On Tuesday, al-Qaeda-linked fighters belonging to Islamic State of Iraq and Syria (ISIS), a powerful extremist militia, captured the key Iraqi city of Mosul. (The Washington Post's Liz Sly recounts the city's fall here and explains ISIS's alarming rise here.) With his forces beating a hasty retreat, Iraq's beleaguered prime minister, Nouri al-Maliki, called on parliament to institute a state of emergency in the country. Reports indicate ISIS forces may be prepared to advance on other major cities nearby.
In recent months, the group, which has gained strength amid the Syrian civil war, made inroads through Iraq's Sunni heartland, overrunning the towns of Ramadi and Fallujah in January. But Mosul is a far bigger prize: the oil-rich capital of Nineveh province is Iraq's second city, a northern center that's home to a microcosm of the country's mixed population.
The militants have already commenced looting the city's arsenals, weaponry that in many cases was provided by the United States.

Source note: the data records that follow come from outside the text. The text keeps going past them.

PR #3270, opened 2022-01-30
Convert all positional arguments to keyword-only

higucheese:
## Motivation

This PR is based on https://github.com/optuna/optuna/issues/2911, but simply changing the order of positional arguments of `create_study` or `load_study` can confuse users. So this aims to encourage them to use keyword-only arguments first without any changes to the interface. Once users get used to keyword-only arguments, it gets much easier to align their arguments.

## Description of the changes

- Change all positional arguments of `{create,load,delete,copy}_study()` to keyword-only arguments.
- When a caller of `{create,load,delete,copy}_study()` sets values as positional arguments, the decorator `_convert_positional_args` converts them to keyword arguments according to the signature of the decorated function and sets a warning.

PR #3490, opened 2022-04-22
Remove torch.distributed calls from TorchDistributedTrial properties

### LINKED ISSUE #3484: TorchDistributedTrial properties can make torch.distributed hang
### Expected behavior

Reading TorchDistributedTrial properties should have no side effects, in particular it should not call torch.distributed methods. 

```
# ...
if rank == 0:
    print(hp_search_trial.number)

torch.distributed.barrier()
# execution continues
```

### Environment

- Optuna version: 2.10.0
- Python version: 3.9.12
- OS: Linux-4.18.0-240.el8.x86_64-x86_64-with-glibc2.28
- (Optional) Other libraries and their versions: Pytorch 1.11

Processes hang after a trial property is read on one node only.
In the example above, reading the trial number on only one node causes a call to a torch.distributed method on one node only. The next distributed functions will hang because it expects the other nodes to call the same method first.

### Steps to reproduce

```py
import torch
import optuna
from torch import multiprocessing


def train(rank, world_size, trial):
    print(f"process rank {rank} started.")

    torch.distributed.init_process_group(
        backend="gloo",
        init_method="tcp://127.0.0.1:29400",
        world_size=world_size,
        rank=rank)

    print(f"process rank {rank} initialized.")

    trial = optuna.integration.TorchDistributedTrial(trial if rank == 0 else None)

    torch.distributed.barrier()
    print(f"process rank {rank} ready.")

    if rank == 0:
        print(trial.number)  # <<<------ rank 0 makes distributed op alone

    torch.distributed.barrier()  # <<<------ will hang here because rank 1 is late by one distributed op
    print(f"process rank {rank} exiting.")


def run_trial(trial):
    multiprocessing.spawn(train, (2, trial), nprocs=2)
    return 0


def main():
    study = optuna.create_study()
    study.optimize(run_trial, n_trials=1)


if __name__ == "__main__":
    main()
```

torch.distributed essentially works by keeping a history of called functions. For instance on two nodes, it may look like this:

| index | rank0 | rank1 |
|--|--|--|
| 0 | dist.all_reduce | dist.all_reduce |
| 1 | dist.all_reduce | dist.all_reduce |
| 2 | dist.broadcast |  |

In this example rank1 is a bit late so rank0 will hang before executing the next distributed operation.

Back to optuna, a common use-case in a torch.distributed setup is to log or save a checkpoint on rank 0:

```
if torch.distributed.get_rank() == 0:
    print(hp_search_trial.number)

torch.distributed.barrier()
# execution continues
```

Before this code, all nodes participating in the distributed environment have issued the same distributed functions calls.
The current implementation of `hp_search_trial.number` causes a call to torch.distributed.broadcast **but only on rank 0**.
Upon reaching the next distributed operation (`torch.distributed.barrier()` in this example), pytorch hangs on rank0 until rank1 executes a broadcast to mirror rank0 operations but this never happens.

Optuna documentation already states that trial methods use the distributed api and thus must be called on all nodes, but properties are not mentioned.
I think it is inconvenient and non-pythonic that reading properties has a side effect.

nlgranger:
Fixes #3484

## Motivation

Removes all calls to torch.distributed from TorchDistributedTrial properties as they have undesired side-effects: namely they break the synchronization of distributed processes if one forgets to call them simultaneously on all distributed processes.

## Description of the changes

Prior to this PR, reading properties on TorchDistributedTrial triggered a call to torch.distributed.broadcast in order to retrieve the values, this was necessary because they are solely stored on the process with rank 0.
This PR instead broadcasts the values to all processes each time they are updated by calls to suggest_uniform, etc. This is not inconvenient because these functions are already called on all distributed processes anyways and Optuna documentation is clear about this.

### DIFF
--- a/optuna/integration/pytorch_distributed.py
+++ b/optuna/integration/pytorch_distributed.py
@@ -43,7 +43,9 @@ def updates_properties(f: Callable[_P, _T]) -> Callable[_P, _T]:
 
     @functools.wraps(f)
     def wrapped(*args: _P.args, **kwargs: _P.kwargs) -> _T:
-        self: TorchDistributedTrial = args[0]
+        # TODO(nlgranger): Remove type ignore after mypy includes
+        # https://github.com/python/mypy/pull/12668
+        self: TorchDistributedTrial = args[0]  # type: ignore
 
         def state() -> Sequence:
             assert self._delegate is not None
--- a/optuna/integration/pytorch_distributed.py
+++ b/optuna/integration/pytorch_distributed.py
@@ -1,4 +1,5 @@
 from datetime import datetime
+import functools
 import pickle
 from typing import Any
 from typing import Callable
@@ -22,6 +23,35 @@ with try_import() as _imports:
 _suggest_deprecated_msg = (
     "Use :func:`~optuna.integration.TorchDistributedTrial.suggest_float` instead."
 )
+
+
+def updates_state(f: Callable) -> Any:
+    @functools.wraps(f)
+    def wrapped(self, *args, **kwargs) -> Any:
+        def state() -> Sequence:
+            assert self._delegate is not None
+            return (
+                self._delegate.number,
+                self._delegate.params,
+                self._delegate.distributions,
+                self._delegate.user_attrs,
+                self._delegate.system_attrs,
+                self._delegate.datetime_start,
+            )
+
+        try:
+            return f(self, *args, **kwargs)
+        finally:
+            (
+                self._number,
+                self._params,
+                self._distributions,
+                self._user_attrs,
+                self._system_attrs,
+                self._datetime_start,
+            ) = self._call_and_communicate_obj(state)
+
+    return wrapped
 
 
 @experimental("2.6.0")
@@ -73,7 +103,16 @@ class TorchDistributedTrial(optuna.trial.BaseTrial):
             assert trial is None, "error message"
         self._delegate = trial
         self._device = device
+        self._params = {}
 
+        self._number = self._broadcast(getattr(self._delegate, "number", None))
+        self._params = self._broadcast(getattr(self._delegate, "params", None))
+        self._distributions = self._broadcast(getattr(self._delegate, "distributions", None))
+        self._user_attrs = self._broadcast(getattr(self._delegate, "user_attrs", None))
+        self._system_attrs = self._broadcast(getattr(self._delegate, "system_attrs", None))
+        self._datetime_start = self._broadcast(getattr(self._delegate, "datetime_start", None))
+
+    @updates_state
     def suggest_float(
         self,
         name: str,
@@ -91,20 +130,24 @@ class TorchDistributedTrial(optuna.trial.BaseTrial):
         return self._call_and_communicate(func, torch.float)
 
     @deprecated("3.0.0", "6.0.0", text=_suggest_deprecated_msg)
+    @updates_state
     def suggest_uniform(self, name: str, low: float, high: float) -> float:
 
         return self.suggest_float(name, low, high)
 
     @deprecated("3.0.0", "6.0.0", text=_suggest_deprecated_msg)
+    @updates_state
     def suggest_loguniform(self, name: str, low: float, high: float) -> float:
 
         return self.suggest_float(name, low, high, log=True)
 
     @deprecated("3.0.0", "6.0.0", text=_suggest_deprecated_msg)
+    @updates_state
     def suggest_discrete_uniform(self, name: str, low: float, high: float, q: float) -> float:
 
         return self.suggest_float(name, low, high, step=q)
 
+    @updates_state
     def suggest_int(self, name: str, low: int, high: int, step: int = 1, log: bool = False) -> int:
         def func() -> float:
 
@@ -113,6 +156,7 @@ class TorchDistributedTrial(optuna.trial.BaseTrial):
 
         return self._call_and_communicate(func, torch.int)
 
+    @updates_state
     def suggest_categorical(self, name: str, choices: Sequence["CategoricalChoiceType"]) -> Any:
         def func() -> CategoricalChoiceType:
 
@@ -121,6 +165,7 @@ class TorchDistributedTrial(optuna.trial.BaseTrial):
 
         return self._call_and_communicate_obj(func)
 
+    @updates_state
     def report(self, value: float, step: int) -> None:
         err = None
         if dist.get_rank() == 0:
@@ -136,6 +181,7 @@ class TorchDistributedTrial(optuna.trial.BaseTrial):
         if err is not None:
             raise err
 
+    @updates_state
     def should_prune(self) -> bool:
         def func() -> bool:
 
@@ -147,6 +193,7 @@ class TorchDistributedTrial(optuna.trial.BaseTrial):
         # due to the RuntimeError.
         return self._call_and_communicate(func, torch.uint8)
 
+    @updates_state
     def set_user_attr(self, key: str, value: Any) -> None:
         err = None
         if dist.get_rank() == 0:
@@ -162,6 +209,7 @@ class TorchDistributedTrial(optuna.trial.BaseTrial):
         if err is not None:
             raise err
 
+    @updates_state
     def set_system_attr(self, key: str, value: Any) -> None:
         err = None
 
@@ -180,57 +228,27 @@ class TorchDistributedTrial(optuna.trial.BaseTrial):
 
     @property
     def number(self) -> int:
-        def func() -> int:
-
-            assert self._delegate is not None
-            return self._delegate.number
-
-        return self._call_and_communicate(func, torch.int)
+        return self._number
 
     @property
     def params(self) -> Dict[str, Any]:
-        def func() -> Dict[str, Any]:
-
-            assert self._delegate is not None
-            return self._delegate.params
-
-        return self._call_and_communicate_obj(func)
+        return self._params
 
     @property
     def distributions(self) -> Dict[str, BaseDistribution]:
-        def func() -> Dict[str, BaseDistribution]:
-
-            assert self._delegate is not None
-            return self._delegate.distributions
-
-        return self._call_and_communicate_obj(func)
+        return self._distributions
 
     @property
     def user_attrs(self) -> Dict[str, Any]:
-        def func() -> Dict[str, Any]:
-
-            assert self._delegate is not None
-            return self._delegate.user_attrs
-
-        return self._call_and_communicate_obj(func)
+        return self._user_attrs
 
     @property
     def system_attrs(self) -> Dict[str, Any]:
-        def func() -> Dict[str, Any]:
-
-            assert self._delegate is not None
-            return self._delegate.system_attrs
-
-        return self._call_and_communicate_obj(func)
+        return self._system_attrs
 
     @property
     def datetime_start(self) -> Optional[datetime]:
-        def func() -> Optional[datetime]:
-
-            assert self._delegate is not None
-            return self._delegate.datetime_start
-
-        return self._call_and_communicate_obj(func)
+        return self._datetime_start
 
     def _call_and_communicate(self, func: Callable, dtype: "torch.dtype") -> Any:
         buffer = torch.empty(1, dtype=dtype)
--- a/optuna/integration/pytorch_distributed.py
+++ b/optuna/integration/pytorch_distributed.py
@@ -30,7 +30,8 @@ def updates_properties(f: Callable[..., Any]) -> Callable[..., Any]:
 
     This decorator ensures trial properties (params, distributions, etc.) on all distributed
     processes are up-to-date with the wrapped trial stored on rank 0.
-    It should be applied to all :class:`~optuna.integration.TorchDistributedTrial` methods that update property values.
+    It should be applied to all :class:`~optuna.integration.TorchDistributedTrial`
+    methods that update property values.
     """
 
     @functools.wraps(f)
--- a/optuna/integration/pytorch_distributed.py
+++ b/optuna/integration/pytorch_distributed.py
@@ -6,6 +6,9 @@ from typing import Callable
 from typing import Dict
 from typing import Optional
 from typing import Sequence
+from typing import TypeVar
+
+from typing_extensions import ParamSpec
 
 import optuna
 from optuna._deprecated import deprecated
@@ -20,12 +23,16 @@ with try_import() as _imports:
     import torch.distributed as dist
 
 
+_T = TypeVar("_T")
+_P = ParamSpec("_P")
+
+
 _suggest_deprecated_msg = (
     "Use :func:`~optuna.integration.TorchDistributedTrial.suggest_float` instead."
 )
 
 
-def updates_properties(f: Callable[..., Any]) -> Callable[..., Any]:
+def updates_properties(f: Callable[_P, _T]) -> Callable[_P, _T]:
     """Method decorator to fetch updated trial properties from rank 0 after ``f`` is run.
 
     This decorator ensures trial properties (params, distributions, etc.) on all distributed
@@ -35,7 +42,7 @@ def updates_properties(f: Callable[..., Any]) -> Callable[..., Any]:
     """
 
     @functools.wraps(f)
-    def wrapped(*args: Any, **kwargs: Any) -> Any:
+    def wrapped(*args: _P.args, **kwargs: _P.kwargs) -> _T:
         self: TorchDistributedTrial = args[0]
 
         def state() -> Sequence:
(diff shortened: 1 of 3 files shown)


nlgranger:
Does this need a test? If so I'd like help on what should be tested.

toshihikoyanase:
> Does this need a test? 

Since this PR adds new functionality, I guess we need tests.
I'd like to check the following two points.

1. The rank-0 node gets property values without hanging processes.
2. The property values are properly updated after changing the values.

I'm think they can confirmed that by adding a following assertions. What do you think of it?

```
@pytest.mark.filterwarnings("ignore::optuna.exceptions.ExperimentalWarning")
def test_params(storage_mode: str) -> None:
        if dist.get_rank() == 0:
            trial = TorchDistributedTrial(study.ask())
        else:
            trial = TorchDistributedTrial(None)

        trial.suggest_float("f", 0, 1)
        trial.suggest_int("i", 0, 1)
        trial.suggest_categorical("c", ("a", "b", "c"))

        params = trial.params
        assert 0 <= params["f"] <= 1
        assert 0 <= params["i"] <= 1
        assert params["c"] in {"a", "b", "c"}
+
+        if dist.get_rank() == 0:
+            assert 0 <= trial.params["f"] <= 1
+            assert 0 <= params["i"] <= 1
+            assert params["c"] in {"a", "b", "c"}
```

toshihikoyanase:
In addition, the change will increase communication to update the property values.
Could you briefly check the difference of processing time of functions with the `@updates_state` annotation?

nlgranger:
> 1. The rank-0 node gets property values without hanging processes.
> 2. The property values are properly updated after changing the values.

I have added a new test to check that. It loops over all properties so that it doesn't miss one by accident in the future.
Since it checks for deadlocks, I have added a timeout to the test which in turns requires the pytest-timeout package dependency.



> Could you briefly check the difference of processing time of functions with the `@updates_state` annotation?

I have run the following code on my computer (CPU only experiment with gloo distributed backend)

```py
import os
import tempfile
import time

from torch import distributed as dist

import optuna
from optuna.integration import TorchDistributedTrial


def main():
    os.environ["WORLD_SIZE"] = os.environ["OMPI_COMM_WORLD_SIZE"]
    os.environ["RANK"] = os.environ["OMPI_COMM_WORLD_RANK"]
    os.environ["MASTER_ADDR"] = "127.0.0.1"
    os.environ["MASTER_PORT"] = "20000"

    dist.init_process_group("gloo")

    tempdir = tempfile.NamedTemporaryFile()
    url = "sqlite:///{}".format(tempdir.name)
        url,
        engine_kwargs={"connect_args": {"timeout": 10}}
    )

    if dist.get_rank() == 0:
        trial = TorchDistributedTrial(study.ask())
    else:
        trial = TorchDistributedTrial(None)

    dist.barrier()

    t1 = time.monotonic()

    for i in range(100):
        trial.suggest_float(str(i), 0., 1.)

    dist.barrier()

    t2 = time.monotonic()

    if dist.get_rank() == 0:
        print(t2 - t1)


if __name__ == "__main__":
    main()
```

The timing values are fairly consistent and the update_states causes an an overhead of 23% (0.66s -> 0.83s). Although significant, this is absolutely negligible in a typical PyTorch workflow.

nlgranger:
I'm gonna need help with mypy checks, I'm no expert in python typing hints.

optuna/integration/pytorch_distributed.py
```diff
@@ -24,6 +25,42 @@
...
+                self._delegate.number,
+                self._delegate.params,
+                self._delegate.distributions,
+                self._delegate.user_attrs,
+                self._delegate.system_attrs,
+                self._delegate.datetime_start,
+            )
+
+        try:
+            return f(self, *args, **kwargs)
```
toshihikoyanase, line 50: Mypy showed an error due to missing type annotation for the arguments.
Not sure, but the optuna code corresponding to this `wrapped` function takes `args` and `kwargs`, so I guess we can refactor this function as follows:

```suggestion
    def wrapped(*args: Any, **kwargs: Any) -> Any:
        def state() -> Sequence:
            self: TorchDistributedTrial = args[0]
            assert self._delegate is not None
            return (
                self._delegate.number,
                self._delegate.params,
                self._delegate.distributions,
                self._delegate.user_attrs,
                self._delegate.system_attrs,
                self._delegate.datetime_start,
            )

        try:
            return f(*args, **kwargs)
```

In addition, I guess we can use `properties` instead of `state`. What do you think of it?

optuna/integration/pytorch_distributed.py
```diff
@@ -24,6 +25,42 @@
 )
 
 
+def updates_state(f: Callable[..., Any]) -> Callable[..., Any]:
+    """Method decorator to fetch updated trial state from rank 0 after f is run.
```
toshihikoyanase, line 29: A nit.
```suggestion
    """Method decorator to fetch updated trial properties from rank 0 after ``f`` is run.
```

optuna/integration/pytorch_distributed.py
```diff
@@ -24,6 +25,42 @@
...
+
+    This decorator ensures trial properties (params, distributions, etc.) on all distributed
+    processes are up-to-date with the wrapped trial stored on rank 0.
+    It should be applied to all Trial methods that update property values.
```
toshihikoyanase, line 33:
```suggestion
    It should be applied to all :class:`~optuna.integration.TorchDistributedTrial` methods that update property values.
```

optuna/integration/pytorch_distributed.py
```diff
@@ -73,7 +110,16 @@ def __init__(
             assert trial is None, "error message"
         self._delegate = trial
         self._device = device
+        self._params = {}
```
toshihikoyanase, line 113: Can we remove this line?
```suggestion
```

tests/integration_tests/test_pytorch_distributed.py
```diff
@@ -334,3 +334,38 @@ def test_distributions(storage_mode: str) -> None:
         assert distributions["i"] == optuna.distributions.IntDistribution(0, 1)
         assert distributions["il"] == optuna.distributions.IntDistribution(1, 128, log=True)
         assert distributions["c"] == optuna.distributions.CategoricalDistribution(("a", "b", "c"))
+
+
+@pytest.mark.filterwarnings("ignore::optuna.exceptions.ExperimentalWarning")
+@pytest.mark.parametrize("storage_mode", STORAGE_MODES)
+@pytest.mark.timeout(15, method="signal")
```
toshihikoyanase, line 341: In my environment, `pytest-timeout` did not terminate the MPI processes as expected.
Could you check if it terminate the processes if you add following lines to `test_updates_state`?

Hundreds of thousands of civilians have already fled the city, which has a greater metropolitan population close to two million. The International Organization of Migration's Iraq office estimates that half a million people from Mosul have already been displaced by a few days of violence.
Mosul is steeped in history -- and no stranger to conquest. The modern-day city sits across the Tigris river from the ruins of ancient Nineveh, a great Mesopotamian center and crossroads for trade whose origins may date back 5,000 years. Mosul was for centuries home to an array of communities: Arabs, Kurds, Syriac Christians, Turkmen and even a small population of Jews.
Its strategic importance remained well into the medieval era. Successive dynasties and marauding Turkic tribes besieged and overran the town. Mongols captured it in 1262; later, the Ottomans would seize it and make it into a prominent administrative hub of the region.
Following the collapse of the Ottoman Empire after World War I, the new Turkish state squabbled with the British over possession of the city and grudgingly ceded its claim to the Kingdom of Iraq in 1926 in return then for a fraction of its annual oil revenue.
Under the dictatorship of Saddam Hussein's Arab nationalist Ba'aath Party, the government aggressively Arabized the city. After his fall in 2003 -- Hussein's two sons, Uday and Qusay, were cornered and killed by U.S. forces in a Mosul hideaway -- the city was for a brief spell considered a model of American counterinsurgency and a feather in the cap of the U.S. official tasked to keep the peace there, Gen. David Petraeus, then the commander of 101st Airborne. But, like much else in Iraq during the U.S. occupation, the situation unraveled and the city was witness to routine bombings, disappearances and murders.
In recent years, Iraq's autonomous Kurdish government has asserted its own claims upon Mosul and ethnic tensions between Arabs and Kurds have flared frequently into violence. There have been fears of a full-blown civil war between Kurdish regional forces and the Iraqi army. A 2009 report from the International Crisis Group explained the hostilities.
Ethnic relations in [Nineveh province] have a chequered history. The struggle between Arab and Kurdish nationalisms has been especially acute, notably in the capital, Mosul, home to deeply rooted Arabist feelings. The Kurds have paid a heavy price. The state has made aggressive attempts to contain or suppress their national aspirations. The Baathist regime in particular engaged in forced displacement and discriminatory resource distribution. Kurds saw a chance for redress in 2003 and seized it, launching an offensive to rewind the clock and undo the effect of past practices. This too had a cost. Operating largely in an ad hoc manner, without due process and by dint of force, they took control of several districts, including many towns and villages, seeking to incorporate them into the Kurdistan region and, largely thanks to the Sunni Arab boycott of the 2005 provincial elections, they established political dominance in the governorate.
Now, leaders both in Iraqi Kurdistan and Baghdad must be bracing for a fight with a new threat, one which no longer can be ignored. Arab journalists tweeted out rough maps of the forces arrayed in Mosul.
The battle lines are drawn; the signs are not encouraging. ISIS fighters are clearly well-trained, well-equipped and capable of thwarting the disorganized Iraq army. "We can't beat them. We can't. They are well trained in street fighting and we're not. We need a whole army to drive them out of Mosul," an Iraq army officer told Reuters. "They're like ghosts: they appear, strike and disappear in seconds."